# Records:
______
PR #473, opened 2024-04-18
Use help-center-wysiwyg package

luis-almeida:
## Description

The help-center-wysiwyg is being open sourced and this PR starts making use of that package in the new request form.
There are a few caveats to be aware of:

- The `help-center-wysiwyg` package is not yet released
- The repo is still private while we wait for the license to be ready
- In order to test the implementation:
  - We're installing from a branch that contains the `dist` build
  - We're setting offline caching so installing the dependencies works on github actions as well
  - This can all be removed once the repo is made public and the `dist` is published to npm


Fredx87 (approved):
Some considerations:

- Adding the offline caching and checking in 1800+ tgz files just to test the package seems a bit overkill to me, even if we are going to remove them later
  - A simpler solution would be to run `yarn pack` in the wysiwyg repo, copying the generated tzg file in this repo, and then run ` yarn add file:zendesk-help-center-wysiwyg-v0.0.1.tgz`. In this way, we would need to check in just the wysiwyg tgz
- Based on our rollup config, the WYSIWYG will be bundled in the `vendor-bundle.js` file, increasing its size a lot (~250Kb gzipped). It would be better to create a separate bundle for it and eventually lazy load it as we were doing in Help Center
- The wysiwyg package has some dependencies that are probably needed only for building the package itself (`@ckeditor/ckeditor5-dev-utils`, `@ckeditor/ckeditor5-dev-webpack-plugin`, `babel-loader`). We should move them to `devDependencies` in the wysiwyg repo.

Since this is a temporary implementation I am also fine to merge this PR and revisit these points later

luis-almeida:
> - A simpler solution would be to run `yarn pack` in the wysiwyg repo, copying the generated tzg file in this repo, and then run ` yarn add file:zendesk-help-center-wysiwyg-v0.0.1.tgz`. In this way, we would need to check in just the wysiwyg tgz

I've never tried this so I'm trying to understand: do you mean an offline mirror but just with one `tzg`?
So yarn would download all the packages but this one?

Fredx87:
> > * A simpler solution would be to run `yarn pack` in the wysiwyg repo, copying the generated tzg file in this repo, and then run ` yarn add file:zendesk-help-center-wysiwyg-v0.0.1.tgz`. In this way, we would need to check in just the wysiwyg tgz
> 
> I've never tried this so I'm trying to understand: do you mean an offline mirror but just with one `tzg`? So yarn would download all the packages but this one?

Basically yes. It adds an entry like this in the `package.json`: 
```json
"@zendesk/help-center-wysiwyg": "file:zendesk-help-center-wysiwyg-v0.0.1.tgz",
```

And it will install that specific package from the tgz instead of looking for it on NPM. All its dependencies are still fetched from NPM

Fredx87 (approved):

PR #474, opened 2024-04-22
chore: added translation string for the New Request Form

Fredx87:
## Description

This PR adds a string to be used in the New Request Form

## Checklist

### DIFF
--- a/src/modules/new-request-form/translations/en-us.yml
+++ b/src/modules/new-request-form/translations/en-us.yml
@@ -142,3 +142,8 @@ parts:
       title: "Message shown on top of the New Request Form, informing the user that required fields are marked with an asterisk"
       screenshot: "https://drive.google.com/file/d/1EXEh7S9_GZrz4WBVcHWM8DmXetcXoHDu/view?usp=drive_link"
       value: "Fields marked with an asterisk (*) are required."
+  - translation:
+      key: "new-request-form.credit-card-digits-hint"
+      title: "Additional label shown above the credit card field, informing the user that only the last 4 digits are required."
+      screenshot: "https://drive.google.com/file/d/13Pz2p5q7FHX9FKT6MUR6Sg5vWy55X0kP/view?usp=drive_link"
+      value: "(Last 4 digits)"


src/modules/new-request-form/translations/en-us.yml
```diff
@@ -142,3 +142,8 @@ parts:
       title: "Message shown on top of the New Request Form, informing the user that required fields are marked with an asterisk"
       screenshot: "https://drive.google.com/file/d/1EXEh7S9_GZrz4WBVcHWM8DmXetcXoHDu/view?usp=drive_link"
       value: "Fields marked with an asterisk (*) are required."
+  - translation:
+      key: "new-request-form.credit-card-digits-hint"
+      title: "Additional label shown above the credit card field, informing the user that only the last 4 digits are required."
+      screenshot: "https://drive.google.com/file/d/13Pz2p5q7FHX9FKT6MUR6Sg5vWy55X0kP/view?usp=drive_link"
+      value: "(Last 4 digits)"
```
Fredx87, line 149: @kubraokcu Should we place the parenthesis in the string like this, or in the source code?

kubraokcu: > > it can be Credit Card Label (Last 4 digits) or Credit Card Label* (Last 4 digits). Would it be ok to have the string like {{defaultLabel}} (Last 4 digits) with defaultLabel replaced with the customer label with or without the asterisk?
> {{defaultLabel}} (Last 4 digits) 

That'd be perfect :)

> Actually, we would probably end up with <defaultLabel /> (Last 4 digits) because the * is inside a <span> tag and the library we are using requires this format when interpolating HTML tags. I asked the i18n team if is okay to put HTML placeholders in the string.

I saw your message, thank you for asking them!

kubraokcu (approved):

src/modules/new-request-form/translations/en-us.yml
kubraokcu: Concatenation accepted because of library constraints to use accepted placeholders

PR #479, opened 2024-04-26
fix: ui fixes for WYSIWYG and Datepicker error states

Fredx87:
## Description

This PR fixes some UI issues:

- WYSIWYG
  - Added top and bottom margins to separate the editor from the surrounding elements
  - Added a red border when the field is invalid (implemented in the WYSIWYG package - I'm bringing in a `tgz` with a new version number since the package is not published yet)
- DatePicker
  -  Added a top margin to the error message, to separate it from the input. It should be added automatically by Garden but it seems that there is a bug
  - Added the `validation` prop to the input for displaying a red border when there is an error

## Screenshots

Before:
Screenshot 2024-04-25 at 12 48 36

Screenshot 2024-04-25 at 12 48 46

After:
Screenshot 2024-04-26 at 15 13 15

## Checklist


src/modules/new-request-form/fields/textarea/TextArea.tsx
```diff
@@ -19,6 +20,18 @@ interface TextAreaProps {
   onChange: (value: string) => void;
 }
 
+const StyledField = styled(GardenField)`
+  .ck.ck-editor {
```
luis-almeida, line 24: Could this be added from above as `margin-bottom` so we wouldn't need to target `ck-editor` classes directly?

luis-almeida (approved):

src/modules/new-request-form/fields/textarea/TextArea.tsx
Fredx87: This implementation is coherent with the one used for the Garden `Textarea`, where the margin-top is added to textarea

luis-almeida (approved):

PR #492, opened 2024-06-20
fix: clearing date field when it is hidden

gosiexon-zen:
## Description

When a Date field was conditional field it cleared its data when being hidden. Now it use onChange like the other fields so the date is preserved
[Jira issue](https://zendesk.atlassian.net/browse/GG-3487)

## Screenshots

https://github.com/zendesk/copenhagen_theme/assets/83698095/416de6c7-489c-4e8e-89eb-8b00b03806b2

## Checklist


Fredx87 (commented):
There is an issue with the Due Date field, which is shown when the ticket type is "Task". When the date is changed, the ticket type is reset to the null value. I left a comment and it should be enough to fix it.

We should also commit the minified JS bundles instead of the ones used in development, running `yarn build` before committing. We wouldn't need this step once we merge the v4 branch on master, since the release task will run the build command. For now, we need to do it manually to ensure that we have the minified files.

Fredx87:
There is another issue with the Due Date field that we can fix in this PR as well. If the user inserts a value in the Due Date field and then changes a field that triggers some end-user conditions, the value in the due date field is cleared

PR #406, opened 2018-01-18
remove useless pylint disable comment

afibanez:
# Description

I was reading some code to understand Opsdroid before select some issue to collaborate and I noticed that there is one useless pylint disable comment.

Then I searched across all the repo looking for more, but that's the only one :smile: 

## Status
**READY**

## Type of change

_It's not exactly a bug fix, but it's the closest category_

# How Has This Been Tested?

I just run again the linter and all the testsuite with tox

# Checklist:

### DIFF
--- a/opsdroid/loader.py
+++ b/opsdroid/loader.py
@@ -315,7 +315,6 @@ class Loader:
         return loaded_modules
 
     def _install_module(self, config):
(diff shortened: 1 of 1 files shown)


jacobtomlinson:
Good spot! That's definitely not necessary any more.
______
# Task to carry out:
The answer must consist of every line from the records above that holds "will".

# Answer to this exercise:
- Based on our rollup config, the WYSIWYG will be bundled in the `vendor-bundle.js` file, increasing its size a lot (~250Kb gzipped). It would be better to create a separate bundle for it and eventually lazy load it as we were doing in Help Center
And it will install that specific package from the tgz instead of looking for it on NPM. All its dependencies are still fetched from NPM
We should also commit the minified JS bundles instead of the ones used in development, running `yarn build` before committing. We wouldn't need this step once we merge the v4 branch on master, since the release task will run the build command. For now, we need to do it manually to ensure that we have the minified files.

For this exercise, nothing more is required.